> How to complete this task
A complete answer lists every line of the entries below where the string "ThreadPoolExecutor" appears.

[[ Input material, beginning ]]

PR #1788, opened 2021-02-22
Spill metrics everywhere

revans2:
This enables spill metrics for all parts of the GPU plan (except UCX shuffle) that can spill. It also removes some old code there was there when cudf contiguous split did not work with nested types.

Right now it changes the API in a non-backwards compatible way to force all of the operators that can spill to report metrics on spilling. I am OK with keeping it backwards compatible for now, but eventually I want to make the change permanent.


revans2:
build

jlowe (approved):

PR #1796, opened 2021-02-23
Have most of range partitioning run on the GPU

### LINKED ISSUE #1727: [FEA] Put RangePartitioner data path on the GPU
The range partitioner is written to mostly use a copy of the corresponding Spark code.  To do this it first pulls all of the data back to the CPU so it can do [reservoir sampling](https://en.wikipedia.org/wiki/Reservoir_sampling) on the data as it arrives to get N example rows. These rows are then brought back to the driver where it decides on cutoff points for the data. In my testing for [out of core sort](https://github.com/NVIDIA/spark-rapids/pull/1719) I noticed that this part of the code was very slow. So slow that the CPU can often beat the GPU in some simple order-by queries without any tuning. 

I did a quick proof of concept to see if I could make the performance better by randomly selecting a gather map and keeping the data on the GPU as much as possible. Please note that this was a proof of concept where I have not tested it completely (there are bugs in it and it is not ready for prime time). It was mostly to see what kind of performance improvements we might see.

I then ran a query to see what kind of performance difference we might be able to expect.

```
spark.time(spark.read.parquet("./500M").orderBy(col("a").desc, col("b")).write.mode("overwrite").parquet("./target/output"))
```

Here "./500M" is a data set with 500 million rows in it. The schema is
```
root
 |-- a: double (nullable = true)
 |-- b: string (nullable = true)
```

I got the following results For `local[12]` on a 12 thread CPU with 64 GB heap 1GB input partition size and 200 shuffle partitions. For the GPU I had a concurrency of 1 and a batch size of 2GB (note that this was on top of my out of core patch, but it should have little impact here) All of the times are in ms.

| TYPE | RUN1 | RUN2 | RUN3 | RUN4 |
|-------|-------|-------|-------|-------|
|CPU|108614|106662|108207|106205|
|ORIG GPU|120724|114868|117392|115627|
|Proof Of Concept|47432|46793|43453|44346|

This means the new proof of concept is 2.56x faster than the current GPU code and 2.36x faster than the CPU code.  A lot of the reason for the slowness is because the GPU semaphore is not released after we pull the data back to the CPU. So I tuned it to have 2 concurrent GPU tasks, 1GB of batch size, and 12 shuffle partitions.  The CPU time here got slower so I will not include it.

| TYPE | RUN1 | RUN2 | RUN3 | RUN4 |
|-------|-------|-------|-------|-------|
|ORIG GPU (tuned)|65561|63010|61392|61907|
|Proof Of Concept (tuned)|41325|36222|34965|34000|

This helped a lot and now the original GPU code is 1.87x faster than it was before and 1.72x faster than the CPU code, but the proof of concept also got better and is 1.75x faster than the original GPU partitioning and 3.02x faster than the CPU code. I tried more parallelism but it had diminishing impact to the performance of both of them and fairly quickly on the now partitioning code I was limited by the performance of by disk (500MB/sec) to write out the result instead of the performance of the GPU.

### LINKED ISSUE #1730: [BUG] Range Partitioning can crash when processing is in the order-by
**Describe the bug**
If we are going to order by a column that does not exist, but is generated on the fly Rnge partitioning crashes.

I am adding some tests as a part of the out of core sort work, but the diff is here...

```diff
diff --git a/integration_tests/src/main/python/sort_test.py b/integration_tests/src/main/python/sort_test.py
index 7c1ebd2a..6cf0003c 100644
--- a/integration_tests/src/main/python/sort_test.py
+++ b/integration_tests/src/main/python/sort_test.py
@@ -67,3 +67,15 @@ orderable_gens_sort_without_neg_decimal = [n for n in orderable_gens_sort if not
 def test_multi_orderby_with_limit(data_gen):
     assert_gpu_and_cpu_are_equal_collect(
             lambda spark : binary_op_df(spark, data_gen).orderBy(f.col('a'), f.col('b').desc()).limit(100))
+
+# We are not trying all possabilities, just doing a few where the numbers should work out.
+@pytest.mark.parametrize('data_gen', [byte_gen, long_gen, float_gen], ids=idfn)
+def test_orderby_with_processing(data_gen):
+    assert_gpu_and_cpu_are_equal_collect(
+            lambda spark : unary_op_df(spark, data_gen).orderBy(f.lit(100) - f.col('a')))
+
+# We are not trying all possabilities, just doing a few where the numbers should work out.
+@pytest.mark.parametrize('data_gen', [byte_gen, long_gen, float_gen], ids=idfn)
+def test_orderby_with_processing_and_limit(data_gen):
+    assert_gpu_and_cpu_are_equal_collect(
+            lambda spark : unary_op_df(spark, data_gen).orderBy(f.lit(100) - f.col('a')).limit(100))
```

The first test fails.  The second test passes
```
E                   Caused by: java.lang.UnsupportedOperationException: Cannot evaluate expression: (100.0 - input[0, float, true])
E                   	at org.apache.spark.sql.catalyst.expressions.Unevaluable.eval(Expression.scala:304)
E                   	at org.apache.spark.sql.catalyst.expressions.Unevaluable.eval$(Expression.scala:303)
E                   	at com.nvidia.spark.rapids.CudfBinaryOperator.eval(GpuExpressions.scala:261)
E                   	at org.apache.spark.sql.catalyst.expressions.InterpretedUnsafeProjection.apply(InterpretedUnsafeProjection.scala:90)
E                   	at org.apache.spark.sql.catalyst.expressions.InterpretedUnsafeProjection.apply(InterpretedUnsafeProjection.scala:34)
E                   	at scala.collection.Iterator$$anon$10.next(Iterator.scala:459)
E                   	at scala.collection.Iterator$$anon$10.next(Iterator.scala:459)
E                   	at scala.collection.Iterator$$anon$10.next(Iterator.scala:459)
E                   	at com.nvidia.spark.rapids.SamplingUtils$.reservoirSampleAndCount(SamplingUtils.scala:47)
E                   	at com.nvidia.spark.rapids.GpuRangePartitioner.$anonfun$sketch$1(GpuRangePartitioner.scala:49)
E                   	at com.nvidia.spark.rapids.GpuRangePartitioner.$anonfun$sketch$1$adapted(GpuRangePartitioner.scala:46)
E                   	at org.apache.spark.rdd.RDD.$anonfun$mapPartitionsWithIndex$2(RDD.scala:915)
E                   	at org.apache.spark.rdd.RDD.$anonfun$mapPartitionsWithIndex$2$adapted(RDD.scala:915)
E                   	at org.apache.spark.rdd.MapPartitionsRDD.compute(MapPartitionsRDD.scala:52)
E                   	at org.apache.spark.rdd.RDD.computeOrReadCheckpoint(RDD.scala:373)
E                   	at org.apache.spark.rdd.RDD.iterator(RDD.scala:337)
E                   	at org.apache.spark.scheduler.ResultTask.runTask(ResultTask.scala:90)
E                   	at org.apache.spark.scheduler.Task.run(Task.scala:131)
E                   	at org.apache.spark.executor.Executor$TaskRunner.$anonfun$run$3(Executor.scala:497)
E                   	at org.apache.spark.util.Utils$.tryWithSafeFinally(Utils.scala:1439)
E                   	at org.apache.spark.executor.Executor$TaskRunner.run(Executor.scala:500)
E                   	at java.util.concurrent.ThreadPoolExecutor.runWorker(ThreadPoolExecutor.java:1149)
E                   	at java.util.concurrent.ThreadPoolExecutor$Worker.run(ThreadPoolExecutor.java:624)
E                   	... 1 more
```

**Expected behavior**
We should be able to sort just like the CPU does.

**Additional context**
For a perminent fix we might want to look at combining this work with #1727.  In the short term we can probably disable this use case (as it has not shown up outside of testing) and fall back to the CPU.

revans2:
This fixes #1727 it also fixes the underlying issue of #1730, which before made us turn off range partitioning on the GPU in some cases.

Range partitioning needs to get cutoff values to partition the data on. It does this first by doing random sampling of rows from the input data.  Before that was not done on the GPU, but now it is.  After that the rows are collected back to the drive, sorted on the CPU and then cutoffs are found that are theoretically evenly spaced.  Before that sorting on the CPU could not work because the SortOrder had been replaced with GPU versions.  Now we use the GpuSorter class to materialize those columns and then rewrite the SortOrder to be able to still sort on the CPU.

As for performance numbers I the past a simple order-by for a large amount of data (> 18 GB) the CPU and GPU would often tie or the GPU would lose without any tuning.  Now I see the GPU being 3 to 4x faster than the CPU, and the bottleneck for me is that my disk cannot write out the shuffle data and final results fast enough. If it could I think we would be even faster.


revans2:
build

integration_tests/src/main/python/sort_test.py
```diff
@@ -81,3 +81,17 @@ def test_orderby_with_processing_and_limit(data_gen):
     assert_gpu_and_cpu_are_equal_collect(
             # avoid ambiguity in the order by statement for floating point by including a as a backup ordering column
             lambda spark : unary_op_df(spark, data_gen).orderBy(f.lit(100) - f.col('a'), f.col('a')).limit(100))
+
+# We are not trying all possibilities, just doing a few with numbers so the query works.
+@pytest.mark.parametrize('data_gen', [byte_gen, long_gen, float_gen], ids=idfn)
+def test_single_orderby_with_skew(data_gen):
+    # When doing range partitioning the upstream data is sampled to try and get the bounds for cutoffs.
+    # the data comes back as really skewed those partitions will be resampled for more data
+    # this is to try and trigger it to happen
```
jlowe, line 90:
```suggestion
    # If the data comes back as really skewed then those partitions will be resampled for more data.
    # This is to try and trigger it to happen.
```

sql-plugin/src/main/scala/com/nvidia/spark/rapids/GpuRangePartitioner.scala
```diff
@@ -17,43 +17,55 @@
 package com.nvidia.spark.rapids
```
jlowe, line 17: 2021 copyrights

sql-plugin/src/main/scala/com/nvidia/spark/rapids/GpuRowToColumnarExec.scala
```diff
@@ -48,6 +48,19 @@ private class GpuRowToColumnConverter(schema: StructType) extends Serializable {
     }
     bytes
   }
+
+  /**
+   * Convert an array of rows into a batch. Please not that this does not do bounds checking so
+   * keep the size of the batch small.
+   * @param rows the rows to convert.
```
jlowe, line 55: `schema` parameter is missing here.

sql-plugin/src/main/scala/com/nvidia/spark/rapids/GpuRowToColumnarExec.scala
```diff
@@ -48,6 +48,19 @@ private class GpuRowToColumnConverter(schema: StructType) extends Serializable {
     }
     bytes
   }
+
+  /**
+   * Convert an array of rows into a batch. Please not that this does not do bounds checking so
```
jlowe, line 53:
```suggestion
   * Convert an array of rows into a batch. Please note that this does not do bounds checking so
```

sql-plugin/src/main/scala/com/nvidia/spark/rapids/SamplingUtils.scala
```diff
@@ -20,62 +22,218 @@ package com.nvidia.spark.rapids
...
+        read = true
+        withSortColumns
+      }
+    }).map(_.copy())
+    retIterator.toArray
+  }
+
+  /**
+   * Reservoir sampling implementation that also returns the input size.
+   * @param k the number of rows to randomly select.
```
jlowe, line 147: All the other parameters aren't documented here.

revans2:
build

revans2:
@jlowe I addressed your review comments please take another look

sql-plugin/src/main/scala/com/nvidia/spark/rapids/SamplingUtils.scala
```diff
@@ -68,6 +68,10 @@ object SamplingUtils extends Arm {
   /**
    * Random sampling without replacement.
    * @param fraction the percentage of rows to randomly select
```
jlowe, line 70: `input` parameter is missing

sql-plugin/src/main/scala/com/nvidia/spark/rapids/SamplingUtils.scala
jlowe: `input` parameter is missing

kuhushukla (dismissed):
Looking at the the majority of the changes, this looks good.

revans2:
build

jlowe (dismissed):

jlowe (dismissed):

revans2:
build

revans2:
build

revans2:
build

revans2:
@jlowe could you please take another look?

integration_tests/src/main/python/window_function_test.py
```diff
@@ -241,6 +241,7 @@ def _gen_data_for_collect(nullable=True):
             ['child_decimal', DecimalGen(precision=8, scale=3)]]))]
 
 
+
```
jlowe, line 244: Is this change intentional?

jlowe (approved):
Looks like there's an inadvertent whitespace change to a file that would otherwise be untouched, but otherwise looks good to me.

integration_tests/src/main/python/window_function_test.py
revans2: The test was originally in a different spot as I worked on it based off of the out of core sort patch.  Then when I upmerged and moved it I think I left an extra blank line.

[[ Input material, end ]]

> Response to the task
E                   	at java.util.concurrent.ThreadPoolExecutor.runWorker(ThreadPoolExecutor.java:1149)
E                   	at java.util.concurrent.ThreadPoolExecutor$Worker.run(ThreadPoolExecutor.java:624)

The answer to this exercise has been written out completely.